PR #262, opened 2016-08-22
Use dest_path if file is moved. Fixes #261.

### LINKED ISSUE #261: Lektor will not kick off build process on Linux (Debian) when a file is changed.
When running Lektor on Debian, the build process will not start after a content file is modified. This behavior is not seen when running on OSX.

**OSX Behavior**
1. Edit a file in the Admin UI
2. The `Watcher` class instance will see the following events:
   1. `FileDeletedEvent` for the stale version of the `contents.lr` file.
   2. `FileCreatedEvent` for the new version of the `contents.lr` file.

When creating the file descriptor for the `.__atomic-write` temporary file, a `FileCreatedEvent` is never seen.

**Linux Behavior**
1. Edit a file in the Admin UI
2. The `Watcher` class instance will see the following events:
   1. `FileCreatedEvent` for the `.__atomic-write` file.
   2. `FileModifiedEvent` for the `.__atomic-write` file.
   3. `FileMovedEvent` for the `.__atomic-write` file.
      - The `src_path` for the event points to the `.__atomic-write` file.
      - The 'dest_path`for the event points to the`contents.lr` file.

---

Only the `src_path` from Watchdog is used when generating the `item` value to then be passed the the event queue / callback.

If the event is an instance of `FileMovedEvent`, then the `dest_path` should be used when generating items, so valid filesystem events aren't ignored by the `is_interesting` predicates that filter out superfluous events.

coreygrunewald:
Use the `dest_path` value from `FileMovedEvent` class instances so changes will not be ignored.

Fixes #261.

### DIFF
--- a/lektor/watcher.py
+++ b/lektor/watcher.py
@@ -2,7 +2,7 @@ import os
 import time
 
 from watchdog.observers import Observer
-from watchdog.events import FileSystemEventHandler, DirModifiedEvent
+from watchdog.events import FileSystemEventHandler, DirModifiedEvent, FileMovedEvent
 
 from lektor._compat import queue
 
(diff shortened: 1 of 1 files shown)


singingwolfboy:
This seems fine to me. Thanks for the bump, @coreygrunewald!

PR #271, opened 2016-08-29
refine integration tests and setup

go-bears:
*implemented pytest's mock
*configured travis build to pass python 3.5 quirks
*flagged test_publication with `skipif` so rest of tests can pass


.travis.yml
```diff
@@ -7,15 +7,33 @@ cache:
...
+  - sed -i 's/import cmdline/from . import cmdline/' /home/travis/virtualenv/python3.5.2/lib/python3.5/site-packages/pytest_shutil/workspace.py || true
+  - sed -i 's/RqlRuntimeError, err/RqlRuntimeError as err/' /home/travis/virtualenv/python3.5.2/lib/python3.5/site-packages/pytest_server_fixtures/rethink.py || true
+before_script:
+  - export DISPLAY=:99.0
+  - sh -e /etc/init.d/xvfb start
+
+
+before_script:
+  - export DISPLAY=:99.0
+  - sh -e /etc/init.d/xvfb start
```
singingwolfboy: We should only have one `before_script` section, not two

.travis.yml
```diff
@@ -7,15 +7,33 @@ cache:
...
+  firefox: "47.0.1"
+
 before_install:
   - curl -s -o $HOME/.nvm/nvm.sh https://raw.githubusercontent.com/creationix/nvm/v0.31.4/nvm.sh
   - source $HOME/.nvm/nvm.sh
   - nvm install stable
   - node --version
+  - pip install -U pip 
+  - pip install pytest==2.9.2
+  - pip install pytest-mock
```
singingwolfboy: If we need `pytest-mock`, then it should be in the `tests_require` list in the `setup.py` file.

singingwolfboy:
Can you delete the `jasmine` and `lektor@0.0.0` files from this pull request? Also squash commits together, so there aren't so many fixup commits in the history? If you're not sure how to squash commits, [here's a guide on how to rebase your pull request](https://github.com/edx/edx-platform/wiki/How-to-Rebase-a-Pull-Request), and it has a section in there about squashing commits together.

tests/conftest.py
```diff
@@ -197,3 +197,8 @@ def cleanup():
     email = "lektortest@example.com"
     subprocess.check_call(['git', 'config', 'user.email', email])
     return email
+
+
+@pytest.fixture(scope='session')
+def splinter_screenshot_dir(request):
+    return os.path.join(os.path.abspath(request.config.option.splinter_screenshot_dir), 'tmp')
```
singingwolfboy: Can you explain what this splinter screenshot directory is for? Are you expecting that the developer running the tests will look in this directory and view the screenshots after the tests run? If that's the case, you should use a more descriptive name than "tmp" for this directory, and you should add some documentation to the `README` file about viewing screenshots after running tests.

If you don't expect people to view screenshots after every run, maybe this fixture isn't necessary? Or maybe you can use the [`tmpdir` fixture](http://docs.pytest.org/en/latest/tmpdir.html) to easily get a temporary directory? That way, you won't have to add this directory to the `.gitignore` file.

tests/test_integration.py
```diff
@@ -0,0 +1,31 @@
+import pytest
+import mock
+import sys
+
+from lektor.admin.webui import WebUI
+# from lektor.publisher import RsyncPublisher
```
singingwolfboy: Please don't commit commented-out code to the repository.

tests/test_integration.py
```diff
@@ -0,0 +1,31 @@
...
+
+@pytest.yield_fixture(scope='function')
+def app(mocker, scratch_env, simple_http_server):
+    mocker.patch("lektor.publisher.RsyncPublisher.publish")
+    yield WebUI(scratch_env, output_path=simple_http_server.document_root)
+
+
+@pytest.mark.skipif(sys.version_info > (3,0),
+                    reason="python 3 currently not compatible pytest plugin")
```
singingwolfboy, line 14: I think you're missing a word in this reason.

tests/test_preview.py
```diff
@@ -0,0 +1,22 @@
+import pytest
+from lektor.admin.webui import WebUI
+
+@pytest.yield_fixture(scope='function')
+def app(request, env, pad, simple_http_server):
+    yield WebUI(env, output_path=simple_http_server.document_root)
+
+def test_preview(live_server, browser):
+    browser.visit('%s/dir_with_index_html' % live_server.url())
```
singingwolfboy: Rather than calling `live_server.url()` all the time, can you call it once, store the result into a variable, and use that variable throughout the rest of the test?

I also find it more readable to use [format strings](https://docs.python.org/3.5/library/string.html#formatspec) rather than the sprintf format. For example, you could do something like:

``` python
server_url = live_server.url()
browser.visit("{url}/dir_with_index_html".format(url=server_url))
assert browser.url == "{url}/dir_with_index_html/".format(url=server_url)
```

go-bears:
@singingwolfboy  thanks for the feedback! @arbonap and I  be working on some of the fixes :) 
The tmp directory would store screenshots if a browser test fails, and splinter takes a snapshot of the browser state upon the error. Since we would hope that all the tests would pass, a developer wouldn't have to check the tmp directory all the time, so the tmpdir fixture seems appropriate. We'll see if we can get that working with the switch too.

go-bears:
@singingwolfboy  @arbonap and I (with the help of a mentor) think we squashed the commit logs? We had a lot of merge conflicts to work through. (@luckyrome I'm not exactly sure if we did it right in `git reflog` i see the squashes, but in `git --oneline` I still all the little commits we made during debugging. where i thought these would've been merged into a single commit.

go-bears:
@arbonap @luckyrome think the build is fixed again! @seemaullal helped us with the commit squashing, but we may have accidentally skipped a critical commit for the .travis.yml while resolving merge conflicts .  But rebuilt the travis config from the previous working travis builds. @singingwolfboy a githubber showed us that the merge button has an option to squash commits and then merge in a drop down menu. but we have our commit log down way from 44 commits :)

luckyrome:
@go-bears for future reference, git reflog always shows you your git history (like switching branches etc etc), regardless of what you've committed (that way you can revert to a pre-crisis state if you accidentally delete something). 

What you want to actually check is `git log` which will show you actual commits. When you squash, whatever diff in your branch exists will be applied to the current branch, so unless you were missing a commit in your branch, you shouldn't be missing anything in the squash unless the auto-merge didn't happen correctly.

go-bears:
Thanks @luckyrome for the advice!

singingwolfboy:
@go-bears @arbonap Thanks for all the work you've done here! Are you still looking to get this merged? If so, you'll need to rebase on top of `master` and resolve conflicts.

Also, is pytest-shutil compatible with Python 3 yet? I remember seeing some activity there, but I don't know if they have a release out on PyPI yet that actually works properly...

go-bears:
@singingwolfboy  that would be great to get these merged! I think Pytest shutils has been updated in Pypi according the changelog https://pypi.python.org/pypi/pytest-shutil

The last time we tried to merge and rebase these files was a pretty serious disaster for us. Is rebasing on top of master different than trying to merge and rebase on our branch?

tariquesani:
Any progress on this?

tariquesani (changes requested):
Resolve conflicts with the current master

yagebu:
I'm closing this stale PR, feel free to reopen if you want to continue this.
-- -- --
**Your objective:** Every line from the one holding "Any progress on this?" through the final line of the listing must be echoed exactly; leave out all other lines.

**Finished task:**
Any progress on this?

tariquesani (changes requested):
Resolve conflicts with the current master

yagebu:
I'm closing this stale PR, feel free to reopen if you want to continue this.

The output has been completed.